DATASET CONTENT:
PR #8340, opened 2017-03-10
Enable Android NDK r14

kkaefer:
Now that https://github.com/mapbox/mapbox-gl-native/pull/8336 has landed, we can upgrade the Android NDK to the recently released version r14, which uses Clang 3.9.


kkaefer:
Mason side is happening at https://github.com/mapbox/mason/pull/384

PR #8361, opened 2017-03-11
Verbose commenting on getSegmentGlyphs

ChrisLoer:
@anandthakker and I paired on trying to understand how getSegmentGlyphs works, since we couldn't pick @ansis 's brain. Our goal was (1) make sure we understand how the function is supposed to work, and then (2) use the comments as guidelines to refactor the function so that some of the magic parts are less mysterious.

### DIFF
--- a/src/mbgl/text/quads.cpp
+++ b/src/mbgl/text/quads.cpp
@@ -138,20 +138,15 @@ inline void insertSegmentGlyph(std::back_insert_iterator<GlyphInstances> glyphs,
  Given the distance along the line from the label anchor to the beginning of the current segment,
  project a "virtual anchor" point at the same distance along the line extending out from this segment.
  
+                B <-- beginning of current segment
+* . . . . . . . *--------* E <-- end of current segment
+VA              |      
+                /        VA = "virtual segment anchor"
+               /
+     ---*-----`
+        A = label anchor
  
-                     B <-- beginning of current segment
-                    .*-----
-                  .  |
-                .    /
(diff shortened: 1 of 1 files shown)


ChrisLoer:
OK @anandthakker , over to you. :)

I took a stab at refactoring based on the understanding we developed during the commenting. If you did a round of improvements on variable names, function inlining, control flow, and commenting, I bet it would start to look pretty good.

anandthakker:
@ChrisLoer your first pass was a huge improvement / most of the work.  Just took a pass to add some more comments, over to @jfirebaugh to 👀

ChrisLoer:
Awesome ASCII art! But unless I'm misunderstanding the diagram, I don't think it represents the "virtual anchor" concept correctly. Instead of:

                    B <-- beginning of current segment
                    .*-----
                  .  |
                .    /
              .     /
            .      /
    ------.*------`
        .  A
      .    anchor
     *
    VA <- "virtual" anchor

I think it's more like:


                      B <-- beginning of current segment
    * . . . . . . . *--------* E <-- end of current segment
    VA              |      
                    /        VA = "virtual segment anchor"
                   /
         ---*-----`
            A = label anchor

anandthakker:
@ChrisLoer oh yeah, you are totally right.  I misread the vector math!

anandthakker:
@jfirebaugh okay, this should be ready for 👀 now

ChrisLoer:
🎉

PR #8363, opened 2017-03-11
Integrate CMake build into Gradle + Android Studio

kkaefer:


tobrun:
I have taken this PR for a spin and is looking great:

Compiling c++ code as part of the build:

screen shot 2017-03-13 at 10 06 00

Using LLDB debugger directly in IDE with breakpoint support:

screen shot 2017-03-13 at 10 21 24

platform/android/config.cmake
```diff
@@ -250,11 +250,6 @@ target_link_libraries(mapbox-gl
     PUBLIC -Wl,--gc-sections
 )
 
-# Create a stripped version of the library and copy it to the JNIDIR.
```
jfirebaugh: Does this still happen somewhere else? Do we need to update [metrics.sh](https://github.com/mapbox/mapbox-gl-native/blob/36a04e49c834f52828dd26871641517c000c45f5/platform/android/scripts/metrics.sh#L7-L12)?

kkaefer:
```
before:
200,816,848 bytes: build/android-arm-v8-21/Release/libmapbox-gl.so
  5,510,144 bytes: platform/android/MapboxGLAndroidSDK/src/main/jniLibs/arm64-v8a/libmapbox-gl.so

after:
201,035,760 bytes: platform/android/MapboxGLAndroidSDK/build/intermediates/cmake/release/obj/arm64-v8a/libmapbox-gl.so
  5,510,144 bytes: platform/android/MapboxGLAndroidSDK/build/intermediates/bundles/default/jni/arm64-v8a/libmapbox-gl.so
```

The Gradle build automatically strips the symbols before putting them into the APK.

Given that the output path is now different, I also updated `metrics.sh`.

PR #8369, opened 2017-03-13
Note that quick zoom is unavailable on iPad

1ec5:
Added a little note to the gesture recognizers guide to indicate that the “quick zoom” (“one-finger zoom”) gesture is only available on iPhone and iPod touch, not iPad.

/cc @incanus


friedbunny:
Hrm, I had forgotten that we disable quick zoom on non-phones and was surprised that we do so. I’ve put in #8379 to remove this limitation.

1ec5:
Closing in favor of #8379.

PR #8377, opened 2017-03-13
[core] Replace mbgl::MapChange with mbgl::MapObserver

### LINKED ISSUE #6383: Replace MapChange enum and `Backend::notifyMapChange` with dedicated observer interface

brunoabinader:
Implements `mbgl::MapObserver`, replacing `mbgl::MapChange` enumerator and `mbgl::Backend::notifyMapChange`. Now `mbgl::Backend` inherits from `mbgl::MapObserver`, which provides non-pure virtual equivalents for the enumerator items.

Caveats:
- Qt preserves the `QMapboxGL::MapChange` enumerator from the public API.
- Android refactor still requires `mbgl::MapChange` - this is not necessary but finishing up this platform refactor can happen on a separate PR. Once we finish cleaning up the Android platform, then we can safely remove `mbgl::MapChange` source code entirely.

Added suggested reviewers for platform-specific patches as well as core changes - please replace yourself with someone else from the mobile team otherwise.

Fixes #6383.

### DIFF
--- a/include/mbgl/map/map_observer.hpp
+++ b/include/mbgl/map/map_observer.hpp
@@ -1,0 +1,38 @@
+#pragma once
+
+#include <cstdint>
+
+namespace mbgl {
+
+class MapObserver {
+public:
+    static MapObserver& nullObserver() {
+        static MapObserver mapObserver;
+        return mapObserver;
+    }
+
+    enum class CameraChangeMode : uint32_t {
+        Immediate,
+        Animated
+    };
+
+    enum class RenderMode : uint32_t {
+        Partial,
+        Full
+    };
+
+    virtual void onCameraWillChange(CameraChangeMode) {}
+    virtual void onCameraIsChanging() {}
+    virtual void onCameraDidChange(CameraChangeMode) {}
+    virtual void onWillStartLoadingMap() {}
+    virtual void onDidFinishLoadingMap() {}
+    virtual void onDidFailLoadingMap() {}
+    virtual void onWillStartRenderingFrame() {}
+    virtual void onDidFinishRenderingFrame(RenderMode) {}
+    virtual void onWillStartRenderingMap() {}
+    virtual void onDidFinishRenderingMap(RenderMode) {}
+    virtual void onDidFinishLoadingStyle() {}
+    virtual void onSourceDidChange() {}
+};
+
+} // namespace mbgl
--- a/platform/ios/src/MGLMapView.mm
+++ b/platform/ios/src/MGLMapView.mm
@@ -1167,7 +1167,8 @@ public:
 }
 
 - (void)notifyGestureDidBegin {
-    [self notifyMapChange:mbgl::MapChangeRegionWillChange];
+    BOOL animated = NO;
+    [self cameraWillChangeAnimated:animated];
     _mbglMap->setGestureInProgress(true);
     _changeDelimiterSuppressionDepth++;
 }
@@ -1181,7 +1182,8 @@ public:
     }
     if ( ! drift)
     {
-        [self notifyMapChange:mbgl::MapChangeRegionDidChange];
+        BOOL animated = NO;
+        [self cameraDidChangeAnimated:animated];
     }
 }
 
@@ -1218,7 +1220,7 @@ public:
             [pan setTranslation:CGPointZero inView:pan.view];
         }
 
-        [self notifyMapChange:mbgl::MapChangeRegionIsChanging];
+        [self cameraIsChanging];
     }
     else if (pan.state == UIGestureRecognizerStateEnded || pan.state == UIGestureRecognizerStateCancelled)
     {
@@ -1301,7 +1303,7 @@ public:
             _mbglMap->setLatLng(MGLLatLngFromLocationCoordinate2D(centerCoordinate),
                                 mbgl::ScreenCoordinate { centerPoint.x, centerPoint.y });
         }
-        [self notifyMapChange:mbgl::MapChangeRegionIsChanging];
+        [self cameraIsChanging];
     }
     else if (pinch.state == UIGestureRecognizerStateEnded || pinch.state == UIGestureRecognizerStateCancelled)
     {
@@ -1400,9 +1402,8 @@ public:
         {
            _mbglMap->setBearing(newDegrees, mbgl::ScreenCoordinate { centerPoint.x, centerPoint.y });
         }
-        
-        [self notifyMapChange:mbgl::MapChangeRegionIsChanging];
-        
+
+        [self cameraIsChanging];
     }
     else if (rotate.state == UIGestureRecognizerStateEnded || rotate.state == UIGestureRecognizerStateCancelled)
     {
@@ -1651,7 +1652,7 @@ public:
             _mbglMap->scaleBy(scale, mbgl::ScreenCoordinate { centerPoint.x, centerPoint.y });
         }
 
-        [self notifyMapChange:mbgl::MapChangeRegionIsChanging];
+        [self cameraIsChanging];
     }
     else if (quickZoom.state == UIGestureRecognizerStateEnded || quickZoom.state == UIGestureRecognizerStateCancelled)
     {
@@ -1690,7 +1691,7 @@ public:
             _mbglMap->setPitch(pitchNew, mbgl::ScreenCoordinate { centerPoint.x, centerPoint.y });
         }
 
-        [self notifyMapChange:mbgl::MapChangeRegionIsChanging];
+        [self cameraIsChanging];
     }
     else if (twoFingerDrag.state == UIGestureRecognizerStateEnded || twoFingerDrag.state == UIGestureRecognizerStateCancelled)
     {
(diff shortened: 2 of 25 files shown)


include/mbgl/map/map_observer.hpp
```diff
@@ -0,0 +1,30 @@
...
+namespace mbgl {
+
+class MapObserver {
+public:
+    static MapObserver& nullObserver() {
+        static MapObserver mapObserver;
+        return mapObserver;
+    }
+
+    virtual void onRegionWillChange() {}
```
jfirebaugh: Suggest `s/Region/Camera/g`.

include/mbgl/map/map_observer.hpp
```diff
@@ -0,0 +1,30 @@
...
+    virtual void onRegionWillChangeAnimated() {}
```
jfirebaugh: Would it make sense to provide a boolean (or two-valued-enum) parameter to `on*Change` , rather than having separate `on*Change` and `on*ChangeAnimated` methods? Similarly with `on*Rendering{Frame,Map}`/`on*Rendering{Frame,Map}FullyRendered`.

include/mbgl/map/map_observer.hpp
```diff
@@ -0,0 +1,30 @@
...
+    virtual void onRegionIsChanging() {}
+    virtual void onRegionDidChange() {}
+    virtual void onRegionDidChangeAnimated() {}
+    virtual void onWillStartLoadingMap() {}
+    virtual void onDidFinishLoadingMap() {}
+    virtual void onDidFailLoadingMap() {}
+    virtual void onWillStartRenderingFrame() {}
+    virtual void onDidFinishRenderingFrame() {}
+    virtual void onDidFinishRenderingFrameFullyRendered() {}
+    virtual void onWillStartRenderingMap() {}
```
jfirebaugh: Is there a useful difference between `on*RenderingFrame` and `on*RenderingMap`?

1ec5: `onWillStartRenderingMap()` and `onDidFinishRenderingMap()` are based on MapKit’s [`-[MKMapViewDelegate mapViewWillStartRenderingMap:]`](https://developer.apple.com/reference/mapkit/mkmapviewdelegate/1451970-mapviewwillstartrenderingmap?language=objc) (“when one or more tiles are revealed and require rendering”) and [`-[MKMapViewDelegate mapViewDidFinishRenderingMap:fullyRendered:]`](https://developer.apple.com/reference/mapkit/mkmapviewdelegate/1451897-mapviewdidfinishrenderingmap?language=objc) (“finishes rendering all of the currently visible tiles to the best of its ability”), which have analogues in our iOS and macOS SDKs.

If our iOS documentation is to be believed, `on*RenderingFrame()` would be called on each frame of a camera animation or property transition, even where no additional tiles need to be fetched and displayed. However, I don’t know for sure if that’s how we’ve implemented these notifications, given #2775.

/cc @friedbunny

1ec5: In terms of usefulness, we’ve found the “rendering frame” notifications to be useful in situations where the developer wants to synchronize a view atop the map or override some annotation view behavior that we apply on every frame. But the “rendering map” notifications remain more generally useful for knowing when it’s safe to snapshot a map view or have the UI change once the map is quiescent.

platform/ios/src/MGLMapView.mm
```diff
@@ -4736,153 +4737,167 @@ - (void)unrotateIfNeededAnimated:(BOOL)animated
...
+    }
+
+    self.style = [[MGLStyle alloc] initWithMapView:self];
+    if ([self.delegate respondsToSelector:@selector(mapView:didFinishLoadingStyle:)])
+    {
+        [self.delegate mapView:self didFinishLoadingStyle:self.style];
+    }
+}
+
+- (void)onSourceDidChange {
```
1ec5: iOS doesn’t need to do anything in response to source changes, since attribution is displayed on-demand. You can safely remove this method and make its caller a no-op.

platform/macos/src/MGLMapView.mm
```diff
@@ -820,133 +820,151 @@ - (void)setNeedsGLDisplay {
...
+    }
+
+    self.style = [[MGLStyle alloc] initWithMapView:self];
+    if ([self.delegate respondsToSelector:@selector(mapView:didFinishLoadingStyle:)])
+    {
+        [self.delegate mapView:self didFinishLoadingStyle:self.style];
+    }
+}
+
+- (void)onSourceDidChange {
```
1ec5: Pass in the `mbgl::style::Source` and rename this method to `-sourceDidChange:`.

src/mbgl/map/map.cpp
```diff
@@ -1095,11 +1099,11 @@ void Map::Impl::onUpdate(Update flags) {
 }
 
 void Map::Impl::onStyleLoaded() {
-    backend.notifyMapChange(MapChangeDidFinishLoadingStyle);
+    observer.onDidFinishLoadingStyle();
 }
 
 void Map::Impl::onStyleError() {
-    backend.notifyMapChange(MapChangeDidFailLoadingMap);
+    observer.onDidFailLoadingMap();
```
1ec5: We should plumb [`res.error`](https://github.com/mapbox/mapbox-gl-native/blob/936cc33d5291a77bc4e0dda9c7956860bef5f872/src/mbgl/map/map.cpp#L371) through to here or implement `onResourceError()` instead to allow the SDKs to provide more information about the failure. Currently, in order to fudge parity with MapKit, the iOS and macOS SDKs have to [synthesize an uninformative NSError](https://github.com/mapbox/mapbox-gl-native/blob/de9c0748a216d05b15509f1a73086f70067643b2/platform/ios/src/MGLMapView.mm#L4830), but `res.error`’s `message` field would be perfect for this purpose.

platform/ios/src/MGLMapView.mm
```diff
@@ -4736,153 +4737,167 @@ - (void)unrotateIfNeededAnimated:(BOOL)animated
     }
 }
 
-- (void)notifyMapChange:(mbgl::MapChange)change
-{
-    // Ignore map updates when the Map object isn't set.
+- (void)onRegionWillChange:(bool)animated {
```
1ec5: `-cameraWillChangeAnimated:` would also be acceptable.

The macOS SDK implementation of MGLMapViewDelegate already uses the term “camera” instead of “region”. The iOS SDK implementation blindly copied MapKit’s use of “region” without bringing over MapKit’s `MKRegion` struct.

We’ll want to fix the public interface when we’re ready for backwards-incompatible changes, but for now, either name works for this internal method.

include/mbgl/map/map_observer.hpp
brunoabinader: Ack. For now I'm abstaining from renaming the public APIs for Qt & Android. For iOS & macOS I'm adding entries to `CHANGELOG.md` about the renaming.

include/mbgl/map/map_observer.hpp
brunoabinader: I think so - I'm adding two enums to `MapObserver`: `CameraChangeMode` and `RenderMode`.

include/mbgl/map/map_observer.hpp
1ec5: Renaming the public API for iOS and macOS would be a backwards-incompatible change that would require a version bump. Fortunately, this PR doesn’t touch the public API (MGLMapView.h) at all, only the internal implementation of MGLMapView (MGLMapView.mm), so no changelog entry is required.

platform/macos/src/MGLMapView.mm
brunoabinader: I'm 👍  with the renaming, but I'd prefer to defer the source argument change as a platform-specific change meant to a separate PR in the same way @tobrun did in #8389 for Android.

src/mbgl/map/map.cpp
brunoabinader: Same as above, I'd prefer if we could move this to a platform-specific refactor.

platform/macos/src/MGLMapView.mm
1ec5: → #8397

src/mbgl/map/map.cpp
1ec5: This suggestion isn’t platform-specific but rather an improvement on the code being added in this PR. Tracking in #8398.

platform/ios/src/MGLMapView.mm
```diff
@@ -1167,7 +1167,8 @@ - (void)touchesBegan:(__unused NS_SET_OF(UITouch *) *)touches withEvent:(__unuse
 }
 
 - (void)notifyGestureDidBegin {
-    [self notifyMapChange:mbgl::MapChangeRegionWillChange];
+    bool animated = false;
```
1ec5: s/bool/BOOL/ and s/false/NO/ (×2)

brunoabinader: I'm a bit confused - I've seen `bool` usage when the code is a glue between C++ and Objective-C, and `BOOL` on Objective-C code along this source file - should we open an issue then to fix this for all remaining `bool`s?

src/mbgl/map/map.cpp
brunoabinader: I see - thanks for the clarification. Let's handle this in #8398 👍

platform/ios/src/MGLMapView.mm
brunoabinader: Ok, I think I got it now - this function is not part of the C++ glue and thus should use the Objective-C notation - got it :) Fixing now.

brunoabinader:
Qt public API refactor handled in #8419.

platform/ios/src/MGLMapView.mm
1ec5: 👍 As a rule of thumb, in Objective-C++ code, if you’re inside an Objective-C class or category (look for `@implementation` and `@end`), use Objective-C types; if you’re inside a C++ `class` or `struct`, use C++ types. There are some exceptions: for example, I find it useful to use `static_cast` over C-style casts throughout Objective-C++ code. And `std::vector` can often be faster than NSMutableArray. [This article](https://pspdfkit.com/blog/2016/swifty-objective-c/) suggests some more ways C++ can improve Objective-C code, but a lot of it is a matter of preference.

PR #8379, opened 2017-03-13
[ios] Enable one-finger quick-zoom gesture on iPad

friedbunny:
Enables the one-finger quick-zoom gesture on iPad. We had been specifically limiting this gesture to the iPhone, but it makes sense to consistently offer this gesture on all iOS devices (as Google does).

/cc @jmkiley


friedbunny:
> though I’m not sure the gesture is actually that practical for one-handed iPad use.

This is probably true — one-handed iPad’ing can’t be a common use case (right?). I occasionally find myself using quick zoom in other situations, though, such as in smaller map views or when I don’t want my pinch-gesturing hand to obscure the screen/view.

incanus:
Agree with adding this with same caveat in https://github.com/mapbox/mapbox-gl-native/pull/8379#pullrequestreview-26625423. But if the Goog does it, 👍.

PR #8394, opened 2017-03-14
[node] Fix memory test hanging after GlyphAtlas refactoring

tmpsantos:
Replies are assumed to be asynchronous after e3500c1f791be82.


bsudekum:
Local testing looks good on my end.

PR #8396, opened 2017-03-14
[ios, macos] API doc revisions

jmkiley:
- Changed `make style-code-darwin` to `make style-code` in relevant files
- Added some doc clarifications:
   - `MGLInterpolationModeExponential` and `MGLInterpolationModeInterval` can be used with `MGLCameraStyleFunction` (I am not sure how to accurately reflect this in the documentation for `MGLCompositeStyleFunction`)
    - Do not add a style layer to the style property on a map view before the style has finished loading
    - Create individual style layers from a `MGLShapeCollectionFeature`

cc @captainbarbosa @friedbunny

### DIFF
--- a/platform/darwin/src/MGLFeature.h
+++ b/platform/darwin/src/MGLFeature.h
@@ -229,6 +229,12 @@ MGL_EXPORT
 /**
  An `MGLShapeCollectionFeature` object associates a shape collection with an
  optional identifier and attributes.
+ 
+ `MGLShapeCollectionFeature` is most commonly used to add multiple shapes to a single
+ `MGLShapeSource`. Configure the appearance of an `MGLSource`’s shape collection
+ collectively using an `MGLSymbolStyleLayer` object, or use multiple instances of
+ `MGLCircleStyleLayer`, `MGLFillStyleLayer`, and `MGLLineStyleLayer` to
+ configure the appearance of each kind of shape inside the collection.
 
  A shape collection feature is known as a
  <a href="https://tools.ietf.org/html/rfc7946#section-3.3">feature collection</a>
--- a/platform/darwin/src/MGLStyleLayer.h
+++ b/platform/darwin/src/MGLStyleLayer.h
@@ -18,6 +18,9 @@ NS_ASSUME_NONNULL_BEGIN
  subclasses of this class. Instead, create instances of
  `MGLBackgroundStyleLayer` and the concrete subclasses of
  `MGLForegroundStyleLayer`.
+ 
+ Do not add `MGLStyleLayer` objects to the style property of a `MGLMapView` before
+ `-mapView:didFinishLoadingStyle:` is called.
  */
 MGL_EXPORT
 @interface MGLStyleLayer : NSObject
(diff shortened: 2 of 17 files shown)


platform/darwin/src/MGLStyleLayer.mm.ejs
```diff
@@ -5,7 +5,7 @@
   const enumProperties = locals.enumProperties;
 -%>
 // This file is generated.
-// Edit platform/darwin/scripts/generate-style-code.js, then run `make darwin-style-code`.
+// Edit platform/darwin/scripts/generate-style-code.js, then run `make style-code`.
```
boundsj: I think that, since the generation comes from the Darwin specific script, we should not tell developers to use `style-code` since that runs the scripts for core and all platforms. [darwin-style-code](https://github.com/mapbox/mapbox-gl-native/blob/release-ios-v3.5.0-android-v5.0.0/Makefile#L268) (most of the time) probably makes the expected changes for a developer wanting to modify the Darwin platforms implementation.

platform/darwin/src/MGLStyleLayer.h.ejs
```diff
@@ -6,7 +6,7 @@
   const enumProperties = locals.enumProperties;
 -%>
 // This file is generated.
-// Edit platform/darwin/scripts/generate-style-code.js, then run `make style-code-darwin`.
+// Edit platform/darwin/scripts/generate-style-code.js, then run `make style-code`.
```
boundsj: Good catch! The make file invocation was changed previously but this was not updated to match.

However, I think we should update this comment to use the renamed [darwin-style-code](https://github.com/mapbox/mapbox-gl-native/blob/release-ios-v3.5.0-android-v5.0.0/Makefile#L268) instead of `style-code` since the latter runs codegen for core and all platforms.

jmkiley:
Changed `make style-code` to `make darwin-style-code`! 

cc @boundsj

platform/darwin/src/MGLStyleLayer.h
```diff
@@ -18,6 +18,9 @@ NS_ASSUME_NONNULL_BEGIN
  subclasses of this class. Instead, create instances of
  `MGLBackgroundStyleLayer` and the concrete subclasses of
  `MGLForegroundStyleLayer`.
+ 
+ Do not add `MGLStyleLayer` objects to the style property of a `MGLMapView` before
```
friedbunny: `style` should have code ticks around it, too, to make clear that we’re referring to a literal property.

platform/darwin/src/MGLFeature.h
```diff
@@ -229,6 +229,12 @@ MGL_EXPORT
 /**
  An `MGLShapeCollectionFeature` object associates a shape collection with an
  optional identifier and attributes.
+ 
+ `MGLShapeCollectionFeature` is most commonly used to add multiple shapes to a single
+ `MGLShapeSource`. Configure the appearance of an `MGLSource`’s shape collection
+ collectively using an `MGLSymbolStyleLayer` object, or use multiple instances of
+ `MGLCircleStyleLayer`, `MGLFillStyleLayer`, and `MGLLineStyleLayer` to
+ configure the appearance of each kind of shape inside the collection.
```
1ec5: Thanks for tying these loose threads together!

PR #8416, opened 2017-03-15
[android] - use FocalPoint for zoom

### LINKED ISSUE #8413: ZoomButtonController not zooming to center
ezgif com-video-to-gif 18

tobrun:
This PR fixes #8413 by taking in account focal point configuration or use the center of the screen when performing zoom transformations. This removes the `-1` default value from the codebase and replaces it with a concrete value as soon as possible (inside the interfaces that get called as a result of an action). This simplifies the code in `Transfrom.java` and `NativeMapView.java`.


platform/android/MapboxGLAndroidSDK/src/main/java/com/mapbox/mapboxsdk/maps/MapView.java
```diff
@@ -939,12 +942,57 @@ public void onRegisterFlingListener(MapboxMap.OnFlingListener listener) {
...
+
+    MapZoomControllerListener(MapGestureDetector detector, UiSettings uiSettings, Transform transform) {
+      this.mapGestureDetector = detector;
+      this.uiSettings = uiSettings;
+      this.transform = transform;
+    }
+
+    // Not used
+    @Override
+    public void onVisibilityChanged(boolean visible) {
```
Guardiola31337: If it isn't used, should we apply the [interface-segregation principle (ISP)](https://en.wikipedia.org/wiki/Interface_segregation_principle)?
This is only a comment (no blocker at all), but something to take into account and fix in the future.

platform/android/MapboxGLAndroidSDK/src/main/java/com/mapbox/mapboxsdk/maps/Transform.java
```diff
@@ -174,27 +174,23 @@ private long getDurationNano(long durationMs) {
     return cameraPosition.zoom;
   }
 
-  void zoom(boolean zoomIn) {
-    zoom(zoomIn, -1.0f, -1.0f);
-  }
-
-  void zoom(boolean zoomIn, float x, float y) {
+  void zoom(boolean zoomIn, float focalX, float focalY) {
```
Guardiola31337: We should start considering refactoring [data clumps](https://martinfowler.com/bliki/DataClump.html) like `focalX`/ `focalY`. Here we could [introduce a parameter object](https://refactoring.com/catalog/introduceParameterObject.html).

platform/android/MapboxGLAndroidSDK/src/main/java/com/mapbox/mapboxsdk/maps/MapView.java
tobrun: :+1:

platform/android/MapboxGLAndroidSDK/src/main/java/com/mapbox/mapboxsdk/maps/Transform.java
tobrun: :+1:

TASK DESCRIPTION:
All lines in the records with the string "shortened" should be copied out.

FINISHED EXERCISE:
(diff shortened: 1 of 1 files shown)
(diff shortened: 2 of 25 files shown)
(diff shortened: 2 of 17 files shown)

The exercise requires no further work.